THE TASK: Filter the data for lines with the word "OpenAPI", then copy every line so identified.

▽

Issue #3569, opened 2025-12-11
Log Viewer: Implement keep alive mechanism for WS


florian-h05:
According to https://github.com/openhab/openhab-core/issues/5165, the log viewer needs some type of keep alive handling for the WebSocket:

> What exactly is needed there? What should the UI send?

I can't quite answer that, but usually when you make a heartbeat functionality, you want to use it for something. As it is now, MainUI sends them but never checks if they make it. Core just accepts them without doing anything as well. They might be intended to prevent the socket from timing out, but normally I'd expect that they should have some "meaning" in themselves.

One option I could see is that they could be used to indicate if the log viewer is "connected" - if failed heartbeats were caught, it could be used to set a status that's visible to the user, so that the user knows that the log isn't "online". Another option could be that if a heartbeat fails, an attempt is made to set up a new connection, perhaps on a timer, combined with some kind of online/offline indication.

As they are now, they seem quite pointless, and I also think that it's a problem that you can't really see if the log is "connected" or not - because it certainly has a tendency to "lose connection", and you have no way to know if no new entries arrive because the connection has been lost or because no loggable events have taken place. You can't reload the page "to make sure that you're connected" either, because if you do that, you lose all history except the last 100 entries (which is "nothing"). To me, the fact that you don't know it does receive log entries or not, is one of the things that make the log viewer a very poor replacement for Frontail (the lack of history is the biggest one though).

_Originally posted by @Nadahar in https://github.com/openhab/openhab-core/issues/5165#issuecomment-3629606606_

Nadahar:
I just found another reason why the log viewer fails/disconnects: Reauthentication or possibly expired token. I let #3576 run overnight to see how it behaved, and it disconnected after ~ 1 hour with:

```bash
POST http://localhost:8081/rest/auth/token net::ERR_CONNECTION_REFUSED - request.js:406
Uncaught (in promise) 0 - auth-mixin.js:90
```

So, something makes the auth "expire" after a while, which is a big problem for something that you might want to leave running.

florian-h05:
> So, something makes the auth "expire" after a while, which is a big problem for something that you might want to leave running.

This quite common for OAuth access tokens: https://www.oauth.com/oauth2-servers/access-tokens/access-token-lifetime/

Nadahar:
> This quite common for OAuth access tokens

I'm not really into OAuth, but I read that there's such a thing as refresh tokens. They should make sure that this situation doesn't occur. Don't OH use those?

[...]

PR #3576, opened 2025-12-12
Log viewer: Handle heartbeat & Improve connection robustness

Nadahar:
This is meant to illustrate some of what I suggested in #3569. I don't consider it complete, both because I'm not sure if what I did in `ws.ts` is correct/complete (no close callback implemented events, for example) and because I'm not sure if the visual solution is ideal.

I haven't attempted to make any reconnect timer mechanism either. But, it does seem to function. As a plus, it turns out that it also solves a problem I didn't know existed: The "heartbeat timer" is never stopped if the remote closes the connection. With this PR it does, so it doesn't keep trying to send the heartbeat over and over again after the socket is closed.

## AI-generated summary

This PR introduces several improvements to the log viewer's WebSocket connection, enhancing its stability and providing better user feedback.

**Key Changes:**

- **Heartbeat Handling:** The WebSocket connection now correctly handles heartbeats. Previously, the heartbeat timer would continue indefinitely even after the remote connection was closed, leading to unnecessary attempts to send heartbeats. This is now resolved by clearing the keep-alive timer on connection closure.
- **Automatic Reconnection with Exponential Backoff:** The log viewer now attempts to automatically reconnect to the WebSocket server if the connection is unexpectedly closed or fails to establish initially. This reconnection mechanism includes an exponential backoff strategy, gradually increasing the delay between retries to prevent overwhelming the server.
- **Enhanced Visual Feedback:**
    - The "Continue receiving logs" button now features a "connecting-flash" animation to visually indicate when the log viewer is actively trying to establish a connection.
    - New badge colors and tooltips (`periodRangeColor`, `periodRangeTooltip`) have been added to provide clear visual cues about the WebSocket connection status (connected, disconnected, connecting, paused) in the log period display.
- **Improved Error Handling:** The heartbeat sending mechanism now includes a `try-catch` block to gracefully handle potential errors during heartbeat transmission.
- **Refactored Connection Management:** The `WebSocketService` in `ws.ts` now exposes a `closeCallback` to allow consumers to react to connection closures, facilitating the new reconnection logic in the log viewer.
- **Minor Fixes:** Addressed potential errors in `scrollToBottom` when the table body is not yet rendered.

These changes significantly improve the user experience of the log viewer by making it more resilient to connection interruptions and providing transparent feedback on its operational status.

### DIFF
--- a/bundles/org.openhab.ui/web/src/js/openhab/ws.ts
+++ b/bundles/org.openhab.ui/web/src/js/openhab/ws.ts
@@ -224,12 +224,14 @@ const WebSocketService = {
    * @param topics array of event topics to filter by, if empty all events are received
    * @param messageCallback message callback to handle incoming messages
    * @param readyCallback ready callback
+   * @param closeCallback close callback
    * @param errorCallback error callback
    */
   events(
     topics: string[],
     messageCallback: MessageCallback,
     readyCallback?: ReadyCallback,
+    closeCallback?: CloseCallback,
     errorCallback?: ErrorCallback
   ): KeepaliveWebSocket {
     let socket: KeepaliveWebSocket
@@ -257,7 +259,7 @@ const WebSocketService = {
       socket.send(heartbeatMessage(socket.id))
     }
 
-    socket = this.connect('/ws/events', extendedMessageCallback, heartbeatCallback, extendedReadyCallback, undefined, errorCallback)
+    socket = this.connect('/ws/events', extendedMessageCallback, heartbeatCallback, extendedReadyCallback, closeCallback, errorCallback)
 
     return socket
   },
--- a/bundles/org.openhab.ui/web/src/js/openhab/ws.ts
+++ b/bundles/org.openhab.ui/web/src/js/openhab/ws.ts
@@ -160,8 +160,11 @@ function newWSConnection(
   // Handle WebSocket connection closed
   socket.onclose = (event: CloseEvent) => {
     socket.clearKeepalive()
-    if (closeCallback) closeCallback(event)
-    else console.debug('WebSocket connection closed', event)
+    if (closeCallback) {
+      closeCallback(event)
+    } else {
+      console.debug('WebSocket connection closed', event)
+    }
   }
 
   // Handle WebSocket message received
--- a/bundles/org.openhab.ui/web/src/js/openhab/ws.ts
+++ b/bundles/org.openhab.ui/web/src/js/openhab/ws.ts
@@ -110,6 +110,7 @@ type CloseCallback = (event: CloseEvent) => void
  * @param path the path to connect to, e.g. `/ws`
  * @param messageCallback the callback to handle incoming messages
  * @param readyCallback the callback to handle the connection being ready
+ * @param closeCallback the callback to handle the connection being closed
  * @param errorCallback the callback to handle errors
  * @param heartbeatCallback the callback to handle heartbeats
  * @param heartbeatInterval the interval in seconds for sending heartbeats
@@ -118,6 +119,7 @@ function newWSConnection(
   path: string,
   messageCallback: MessageCallback,
   readyCallback: ReadyCallback | undefined,
+  closeCallback: CloseCallback | undefined,
   errorCallback: ErrorCallback | undefined,
   heartbeatCallback: HeartbeatCallback | undefined,
   heartbeatInterval: number
@@ -153,6 +155,13 @@ function newWSConnection(
   socket.onopen = (event: Event) => {
     socket.setKeepalive(heartbeatInterval)
     if (readyCallback) readyCallback(event)
+  }
+
+  // Handle WebSocket connection closed
+  socket.onclose = (event: CloseEvent) => {
+    socket.clearKeepalive()
+    if (closeCallback) closeCallback(event)
+    else console.debug('WebSocket connection closed', event)
   }
 
   // Handle WebSocket message received
@@ -193,6 +202,7 @@ const WebSocketService = {
    * @param messageCallback message callback to handle incoming messages
    * @param heartbeatCallback heartbeat callback
    * @param readyCallback ready callback
+   * @param closeCallback close callback
    * @param errorCallback error callback
    * @param heartbeatInterval heartbeat interval in seconds (defaults to 5)
    */
@@ -201,10 +211,11 @@ const WebSocketService = {
     messageCallback: MessageCallback,
     heartbeatCallback: HeartbeatCallback,
     readyCallback?: ReadyCallback,
+    closeCallback?: CloseCallback,
     errorCallback?: ErrorCallback,
     heartbeatInterval: number = 5
   ): KeepaliveWebSocket {
-    return newWSConnection(path, messageCallback, readyCallback, errorCallback, heartbeatCallback, heartbeatInterval)
+    return newWSConnection(path, messageCallback, readyCallback, closeCallback, errorCallback, heartbeatCallback, heartbeatInterval)
   },
   /**
    * Connect to the event WebSocket, which provides direct access to the EventBus.
@@ -246,7 +257,7 @@ const WebSocketService = {
       socket.send(heartbeatMessage(socket.id))
     }
 
-    socket = this.connect('/ws/events', extendedMessageCallback, heartbeatCallback, extendedReadyCallback, errorCallback)
+    socket = this.connect('/ws/events', extendedMessageCallback, heartbeatCallback, extendedReadyCallback, undefined, errorCallback)
 
     return socket
   },
--- a/bundles/org.openhab.ui/web/src/pages/developer/log-viewer.vue
+++ b/bundles/org.openhab.ui/web/src/pages/developer/log-viewer.vue
@@ -840,7 +840,10 @@ export default {
       const LINE_HEIGHT = 31
 
       const tableContainer = this.$refs.tableContainer
-      const tableBody = this.$refs.dataTable.firstChild
+      const tableBody = this.$refs.dataTable?.firstChild
+      if (!tableBody) {
+        return
+      }
       const filteredItemsCount = this.filteredTableData.length
       const currentIndexAtTop = Math.floor(tableContainer.scrollTop / LINE_HEIGHT)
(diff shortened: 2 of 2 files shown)


Nadahar:
@florian-h05 @jsjames Have any of you ever had the time to look at this? The heartbeat "handling" is pretty straight forward, what I'm not so sure about is how to show it visually. Also, the current solution is hardly readable if you use the "light, filled" theme like I do. When the background turns red, I can't really read what it says - and I certainly can't tell that it's red, because the color is so similar to the orange surrounding header.

I could/can rebase and resolve it, but there's not much point if nobody is going to look at it - and the "clue" anyway is to decide how to indicate if the log viewer is connected or not.

florian-h05:
I've checked the existing code and it does sent a heartbeat to the server.
So this PR is more about visualising the state of the connection than keeping it alive I think.

Anyway: Adding support for setting a close callback is very much appreciated! If you rebase, I will have a look at the CSS fixes. We have to coordinate this with #4011 though.

Nadahar:
> I've checked the existing code and it does sent a heartbeat to the server.
> So this PR is more about visualising the state of the connection than keeping it alive I think.

This is so old now that I don't remember the details, but I see from the diff that the sending of the heartbeat was already there, but with some flaws (the time left alive after close in particular). Which is why I called it "handle heartbeat".

> We have to coordinate this with #4011 though.

I don't know #4011, but perhaps the visualization could just be done there, and this could be about the "handling" (closing, logging etc.)?

As I've said before, I found it hard to find a "good way" to visualize it, part of the problem is that the current view of the logviewer is already quite bad if you use light and filled theme (especially when the badge is red, it's hardly readable, and it's not at all possible to see that it's red/something wrong, it "merges" with the orange fill).

I'll try to see if I can rebase/revive this, although it's completely gone from memory by now.

Nadahar:
@florian-h05 I've rebased it, but as said before, the visual solution is bad. I can't quite find a way to make the badges properly readable.

I also wanted to have a "reconnect feature" where it tried to reconnect if it lost connection. I just don't know quite where to put it, and how to handle the timer "safely", and what the "rules" should be - how often/many times should it try, how should this be indicated to the user etc.

As I see it, reconnecting is important here, since you can't acquire history more than the last 100 entries. That means that you must let the log viewer stay open if you want to use it to "capture a problem", and it must stay connected so that the log events are actually captured. While I hope that some of the fixes I did in core (to the websocket handling) has improved the stability of the connection, there could still be other reasons (like network connectivity) why the connection might be lost, and I think it would be desirable if it could reconnect.

Nadahar:
I've added what I think is needed to support close callbacks for events as well. I couldn't find more than one place where `events()` is used, for the "debug stream events" - and that call doesn't specify any parameters, so no changes seem to be needed.

Is it correct that WS events haven't yet been taken into much use?

Nadahar:
@jsjames We might as well discuss this here, where I'm trying to deal with the behavior, not the layout.

> In porting to composition api and typescript, the scrolling functions were kept as is and I expect that the same bug/issue would exist in the original log-viewer. Having said that, a new bug could have been introduced - so if you see something please flag it.
>
> Longer term, I think it would be good to use this https://vueuse.org/core/useVirtualList/ out of the vueUse library. It handles all the virtual scrolling mechanism behind the scene, so I would anticipate it would be more robust than the current implementation.

I'm not sure, but I think the scroll has always been a bit off. You never really know if "autoscroll" is enabled or not, and sometimes, if autoscroll is enabled, and the stars are aligned (I have no idea what this factor is), it will "jitter" a pixel or two up and down repeatedly.

JavaScript isn't really my thing, and DOM manipulation certainly isn't my thing, so I'm having somewhat of a hard time to get all the nuances here (also, it's not my focus, I'm trying to make reconnecting work reliably), but I think using a ready-made solution for the autoscroll sounds like a good idea. This is difficult to get right across browsers/devices anyway, a dedicates solution is more likely to keep up with those nuances.

There is one bug in the log viewer that I suspect can be realated to the F7 upgrade, and that is that it looks like the top of the scrollable area extends under the top navbar. So, you can't actually see the top lines. I'm not sure if this is permanent or only in some situations, but I've seen it happening. AFAICR there was some manual padding to account for the header that has probably "falled out"/stopped working? That might be an easy fix.

Some of the bugs that I see isn't directly related to the scrolling though, I'm not sure exactly what happens, but sometimes when it tries to add new log entries, the DOM manipulation fails because it tries to modify `$ref`s that aren't set/are null.

The whole setup with dual view (table + text) kind of confuses me, it might be that this bug only occurs if you use "text view" (I exclusively do). Also, the bug is only visible in the browser console, but since what it's trying to do is aborted, one should think that is has some consequence.

Nadahar:
I know nothing of all these components, but it seems like there's no autoscroll and already similar jitter issues to what we have with "useVirtualList". Maybe [@tanstack/vue-virtual](https://tanstack.com/virtual/v3/docs/framework/vue/vue-virtual) is a better choice?

Nadahar:
@florian-h05 @jsjames There is something really weird going on with the dev server, which might explain why some things behave differently there:

bilde

Sometimes when I update the code, one or more "old version" if the code is still running in addition to the new one. See how the same log message is logged 3 times, from "different versions" of the code. It sometimes leads to strange behavior, where both the new and the old behavior is applied, usually leading to errors.

Nadahar:
I've made a couple of fixes and changed the visualization again. I've also created a reconnect logic that seems to work reasonably well from my testing.

Reconnecting starts with a 1-second retry delay, which increases slowly up to 5 minutes. I haven't made any final "give up" limit, so it will continue to try to reconnect every 5 minutes "forever". This can be stopped either by clicking the "Stop" button, and by regaining the connection.

I made a couple of GIF's showing the (re)connect animation yesterday:

Connecting
ConnectingDark

In addition to this, the connection state is reflected by the color of the "log range" badge, where green is connected, yellow is paused and red is disconnected. The tooltips of this badge also include the connection status.

I'll try to make a GIF that shows all of it.

Nadahar:
Here is the combined GIF:

LogViewerConnection

I think I've done all I set out to do, and then some. I included a fix that allows the log viewer to work without Karaf (because Karaf is needed to set/get the loggers), so that the log viewer also works when OH is run without Karaf (makes debugging/testing much easier). I also prevented the error that occurred most frequently in the table redrawing logic, but there are still errors from time to time in that code. I didn't intend to try to figure that out, so it should still ideally be fixed.

I think this makes this PR ready for review.

florian-h05:
> Is it correct that WS events haven't yet been taken into much use?

Correct, they haven't as we were waiting for openHAB Cloud to support WS proxying.

> Sometimes when I update the code, one or more "old version" if the code is still running in addition to the new one. See how the same log message is logged 3 times, from "different versions" of the code. It sometimes leads to strange behavior, where both the new and the old behavior is applied, usually leading to errors.

Webpack dev server also has shown that behaviour sometimes, depending on what code you work on a (hard) reload after a change seemed to be required in my experience.

florian-h05:
> Reconnecting starts with a 1-second retry delay, which increases slowly up to 5 minutes. I haven't made any final "give up" limit, so it will continue to try to reconnect every 5 minutes "forever". This can be stopped either by clicking the "Stop" button, and by regaining the connection.

The SSE event stream uses 1, 2, 4, 8, 10, 10, ... seconds, it does never increase above 10 seconds. I think that's a reasonable upper limit, 5 minutes is quite a long time IMO. WDYT?

Nadahar:
> The SSE event stream uses 1, 2, 4, 8, 10, 10, ... seconds, it does never increase above 10 seconds. I think that's a reasonable upper limit, 5 minutes is quite a long time IMO. WDYT?

I can very easily adjust it, the retry increases relatively slowly, so it takes a while for it to become very infrequent, but I can easily cap it at 10 seconds instead. There are no "right answers" with these things, I'm imagining an unattended system that lose connection because of a network outage or similar, and in that case, I didn't want to "stress the system" with too frequent retries. But yeah, 5 minutes is very conservative I guess.

Nadahar:
Please note that I've darkened the colors used on the badges (in the log viewer header only) slightly. They should have the same "tone" as the originals, and I don't think anybody will notice a difference unless they see them next to each other, but since the text in the badges is white, I think that this slight darkening improves readability significantly. As they were, they were hard to read at times.

florian-h05 (approved):
LGTM, many thanks!

I've pushed a minor formatting/code style change.

Nadahar:
@florian-h05 Btw., I've started looking at implementing the rule format conversion in the UI (from the model of Things and Items). I figured out that I need to regenerate the "REST API classes", but I am confused about exactly how to get the "correct" `*.spec` file. It also doesn't seem like this has been done since the sitemap API was modified.

Do you have any info about how this "should" be done?

florian-h05:
You need a current snapshot install, you can then navigate to `/rest/spec`, copy the JSON, paste it into openhab-api-spec.json (I then usually let IntelliJ format the JSON, but ideally we let oxfmt handle that), then `npm run generate-rest-client`.
For other Java applications that aren't that dynamic as openHAB (e.g. Quarkus apps), you can often already build an OpenAPI spec at build time, but for openHAB it is only available at runtime.

Nadahar:
> You need a current snapshot install,

I can't use that, because I need the changes I've made for rules to be in there. But, I've fetched it from a running instance of "my branch". The problem is that there are so many, seemingly unrelated, changes.

florian-h05:
> The problem is that there are so many, seemingly unrelated, changes.

In that case it would be good to update the main branch according to latest snapshot, that should reduce the diff I think. I'll handle that. You can then check if the diff is smaller.

florian-h05:
Unfortunately, recent changes have introduced a few bugs in the OpenAPI spec -- duplicate schema names:

- https://github.com/search?q=repo%3Aopenhab%2Fopenhab-core+%40Schema%28name+%3D+%22Condition%22%29&type=code
- https://github.com/search?q=repo%3Aopenhab%2Fopenhab-core+%40Schema%28name+%3D+%22Rule%22%29&type=code

Will comment that in the causing PR: https://github.com/openhab/openhab-core/pull/5459

Nadahar:
> Unfortunately, recent changes have introduced a few bugs in the OpenAPI spec -- duplicate schema names:

Ah, that might explain some of my confusion...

△

WRITTEN SOLUTION:
For other Java applications that aren't that dynamic as openHAB (e.g. Quarkus apps), you can often already build an OpenAPI spec at build time, but for openHAB it is only available at runtime.
Unfortunately, recent changes have introduced a few bugs in the OpenAPI spec -- duplicate schema names:
> Unfortunately, recent changes have introduced a few bugs in the OpenAPI spec -- duplicate schema names:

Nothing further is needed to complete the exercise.